海辺海坊主事件(お題 刺繍/弁当箱/貝殻)
ここはクソミステリー世界!今日もクソミステリー世界で、三須照小学校五年生の米田共作君は、ベタベタな探偵帽を被り、どこで買って来たのか、ウンコ型棒キャンディーをしゃぶりながら、クソミステリーに挑む! おはよう、こんにちは、こんばんは。菜の花が河川敷いっぱいに咲き乱れて、もう春ですねぇ。
「共作ちゃ~ん! こっちこっち!」
長袖白ワンピースとマリンブルーのリボンの麦わら帽子が眩しいこの女の子は、共作の妹分兼幼なじみ兼助手の柏木小雪。帽子を被るのに邪魔だから、トレードマークのツインテはおろしてある。今日は共作と海デートに来ているのだ。
「あはは~小雪ちゃん待て~♡」
「待たなぁ~い♪ きゃっきゃっ」
砂浜を追いかけっこし始める共作と小雪。彼らの足元でピカピカ光る貝殻。ふと我に返った共作が、カメラ目線になって叫びます。
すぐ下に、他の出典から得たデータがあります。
PR #2054, opened 2020-02-19
Remove lib folder from api_tests

da-kami:
Move code that is still used to `lib_sdk` folder. Remove unused code.

I put a separate commit that renames `lib_sdk` to `lib`.


api_tests/lib_sdk/wallets/ethereum.ts
```diff
@@ -2,15 +2,17 @@ import { BigNumber, EthereumWallet as EthereumWalletSdk } from "comit-sdk";
...
 import { pollUntilMinted, Wallet } from "./index";
-import { HarnessGlobal } from "../../lib/util";
 import { TransactionRequest } from "ethers/providers";
 import * as fs from "fs";
-import { sleep } from "../utils";
+import { HarnessGlobal, sleep } from "../utils";
 
 declare var global: HarnessGlobal;
 
+export interface EthereumNodeConfig {
```
da-kami: That should probably be moved to an `ethereum.ts` file inside the `ledgers` folder rather than moving it in here.

D4nte:
Go for incremental steps please.

api_tests/lib_sdk/actors/actor.ts
```diff
@@ -3,17 +3,16 @@ import { BigNumber, Cnd, ComitClient, Swap } from "comit-sdk";
 import { parseEther } from "ethers/utils";
 import getPort from "get-port";
 import { Logger } from "log4js";
-import { E2ETestActorConfig } from "../../lib/config";
-import { LedgerConfig } from "../../lib/ledger_runner";
-import "../../lib/setup_chai";
+import { E2ETestActorConfig } from "../ledgers/config";
```
D4nte: Should `E2ETestActorConfig` really be in `./ledgers/config` ? I'd see it more somewhere in the actor module. Or maybe we need to rename?

api_tests/lib_sdk/utils.ts
```diff
@@ -4,6 +4,19 @@ import { SwapRequest } from "comit-sdk";
 import * as fs from "fs";
 import { promisify } from "util";
```
D4nte: Can you merge all the imports together by removing this new line and putting the comment on the same line than the import (ie, on the right).

api_tests/lib_sdk/ledgers/config.ts
```diff
@@ -1,7 +1,7 @@
 import * as tmp from "tmp";
```
D4nte: I am not sure I agree with the `config.ts` file going under `ledgers`. For example it contains the `E2EActorConfig` I already mentioned but it also contains the `CndConfigFile` which is not related to a ledger.

I'd put the file in `lib_sdk/` for now and maybe do a 2nd PR where you split the config file (as it looks like something you'd like to do).

da-kami: good point, thanks

PR #2104, opened 2020-02-26
Remove unused trait bound `Into<AssetKind>` from `Asset`

tcharding:
Recently we removed the requirement for this trait bound and forgot to
remove the trait bound itself from the `Asset` trait.

Remove it now its unused.


thomaseizinger:
Cool, I did this as part of my PR aswell but can't hurt to get it in earlier :)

「デートじゃないよ! 最近海でカップルがデートをしていると怪しいデカイ影が脅かして来るから調査をしろと警察から依頼があったのだ!」
「え~? 共作ちゃん、デートじゃなかったの? 海に行こ~って言うから、こんな今時漫画でも見ないような白ワンピースに麦わら帽子被って来たのに~」
「いやまあデートも兼ねてるんだけどね?」
「なーんだ、よかった。ねえねえ、このあざとい格好可愛い? 可愛い?」
「可愛い! エヘヘへ」
これまたあざとく、スカートの両端を持ち上げて首をかしげてみせる小雪に、デレデレの共作。
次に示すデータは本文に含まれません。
PR #2105, opened 2020-02-27
Add `identity` module

tcharding:
Our domain is cross chain.  We should have domain specific terms for
things in various chains.  We currently have the `asset` module and the
`ledger` module that do just this.

Add and `identity` module that defines an identity/address on a chain.
With this applied we can write

```
	let address = identity::Ethereum::new(...)
```
Instead of
```
	let address = ethereum::Address::new(...)
```
which is actually just a re-export of:
```
	let address = web3::types::Address::new(...)
```

Similarly we have `identity::Bitcoin` for the Bitcoin addresses.

### DIFF
--- a/cnd/src/http_api/action.rs
+++ b/cnd/src/http_api/action.rs
@@ -309,10 +309,7 @@ impl IntoResponsePayload for Infallible {
 #[cfg(test)]
 mod test {
     use super::*;
-    use crate::{
-        ethereum::{Address as EthereumAddress, U256},
-        swap_protocols::ledger::ethereum::ChainId,
-    };
+    use crate::{ethereum::U256, identity, swap_protocols::ledger::ethereum::ChainId};
     use bitcoin::Address as BitcoinAddress;
     use std::str::FromStr;
 
@@ -340,7 +337,8 @@ mod test {
 
     #[test]
     fn call_contract_serializes_correctly_to_json_with_none() {
-        let addr = EthereumAddress::from_str("0A81e8be41b21f651a71aaB1A85c6813b8bBcCf8").unwrap();
+        let addr =
+            identity::Ethereum::from_str("0A81e8be41b21f651a71aaB1A85c6813b8bBcCf8").unwrap();
         let chain_id = ChainId::from(3);
         let contract = ActionResponseBody::EthereumCallContract {
             contract_address: addr,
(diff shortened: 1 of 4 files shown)


tcharding:
Check this out!  I had this idea while trying to raise the Identity (Ledger associated type) up in preparation for removing it.  This makes adding all the concrete types to the db layer way less taxing to write and read because one can just glance and see the `Bitcoin`/`Ethereum` stuff for ledgers, assets, and now identities match instead of having to mentally map `PublicKey` to a Bitcoin identity.

tcharding:
If this is approved we can then also add `src/cnd/transaction.rs` in a similar fashion so that we can write `transaction::Bitcoin` instead of `bitcoin::Transaction`.  This at first seems like no benefit but I would argue that we should be cross-chain first i.e., we are primarily concerned with transactions _not_ with Bitcoin so we should sort on what we are primarily concerned with instead of sorting by the underlying thing.

thomaseizinger:
> If this is approved we can then also add `src/cnd/transaction.rs` in a similar fashion so that we can write `transaction::Bitcoin` instead of `bitcoin::Transaction`. This at first seems like no benefit but I would argue that we should be cross-chain first i.e., we are primarily concerned with transactions _not_ with Bitcoin so we should sort on what we are primarily concerned with instead of sorting by the underlying thing.

That is a good observation! I like it :)

The only thing to consider is that **if** we ever want to provide compile-time feature-flags for the support of certain ledgers, we have to put them in several places.
I don't see us doing that in the near future so it shouldn't matter!

tcharding:
Added the `transaction` module and put them both in `lib.rs`.  Adding `no-mergify` label to give reviewers (@thomaseizinger, and @D4nte) a chance to look at it again.  Perhaps one of you could remove the label if you think its ok to merge this, one new extra opinion should be enough?

thomaseizinger:
ACK from my side but I would like the modules to be used as-well. Otherwise it is just dead code :/

tcharding:
> ACK from my side but I would like the modules to be used as-well. Otherwise it is just dead code :/

Will do, thanks.

D4nte:
Still looks good to me. I would not mind several follow-up PRs to sort it out.

tcharding:
Removed the transaction module (since it adds dead code).  Squashed commits while I was at it since force push is required anyways.  This now just adds the `identity` module, and uses it in a few places.  It will be heavily used in the 'remove Ledger trait' work.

「ウォオオオオオ!!! バカップル死ネ! ファ〇ク! 糞ガ!!」
美しい海の底から現れる、嫉妬丸出しの海坊主!
「うわぁ! 君はいつかの事件に出て来た海坊主君じゃないか!」
海坊主君はプールサイドの変質者を食ってた化け物ですが、共作の活躍により米の美味さに目覚めて改心したのです。くわしくはプールサイド殺人事件を見てね。
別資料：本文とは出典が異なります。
PR #2125, opened 2020-03-02
Remove the Identity associated type from Ledger

tcharding:
In an effort to remove the `Ledger` trait first remove the associated type `Identity`.  While doing this use the new `identity` modules.

Replace useages of `crate::ethereum::Address` with `identity::Ethereum`.  We have to be a bit more careful with `PublicKey` because we have a wrapper by the same name.

Works towards: #2081

Issue #2081, opened 2020-02-23
Remove the `Ledger` trait


thomaseizinger:
## Problem

The `Ledger` trait only serves the purpose of having associated types. However, this usages of traits is blocking us from splitting the [rfc003 protocol into two](https://github.com/comit-network/comit-rs/issues/1953).

## Goal

Being able to split the rfc003 protocol into two separate protocols while remaining backwards compatible on our APIs (REST, COMIT and DB).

「コッチハボッチデコメヲ食ウ喪坊主ナンダヨ!! チクショウ!!」
涙を流しながらデカイ弁当箱でご飯を掻っ込む海坊主くん。完全にこじらせているようです。
「アラ、海夫クン。帰ッテタノ?」
海夫の隣にザバーッと浮かび上がってきたのは、ヒトデの刺繍を一生懸命やってる海坊主の女の子でした。海坊主に女の子とかいるのか知らんけど、とりあえずこの作品ではいるみたいですね(適当)
「オ、オ前ハ! 海子!」
「帰ッテタナラウチニ挨拶クライシニ来ナサイヨネ!」
「ゴ、ゴメンヨ~」
「なんだいなんだい、君だって可愛い幼なじみの彼女がいるんじゃないか!」
「チ、違ウヤイ! 海子ハ幼ナジミナダケデ……」
海夫の顔が真っ赤になります。
「とにかく! 仲良しの幼なじみの女の子がいる時点で君はリア充の方だから。くだらない嫉妬で騒ぎを起こすのはやめて海子さんと仲良くするんだよ!」
「ワタシノ海夫クンガスミマセンデシタ!」
「ダ、誰ガ! ワタシノダ!」
なんかイチャイチャしながら海夫君は海の底へ仲良く潜って行きました。
「ねえねえ、共作ちゃんの理屈で言うと、共作ちゃんもリア充ってやつなの?」
「そうだねえ、小雪ちゃんがいて、この世にはびこる事件を解決して。リア充ってやつだねえ」
「ウフフ」
「アハハ」
なにやらダブルバカップルな感じで終わりましたが、この世にクソミステリーがある限り! 共作の戦いは終わらない! 海坊主君達のセリフのカタカナもいちいち変換してたせいでめっちゃだるかったので、この辺で終わり。